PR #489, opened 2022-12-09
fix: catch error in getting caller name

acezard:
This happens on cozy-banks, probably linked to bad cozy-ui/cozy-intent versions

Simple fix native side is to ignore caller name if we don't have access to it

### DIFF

☆ ☆ ☆ ☆ ☆

BRIEF:
Determine how many lines contain the string "caller" in the listing, and state that number by itself.

ANSWER BOX:
2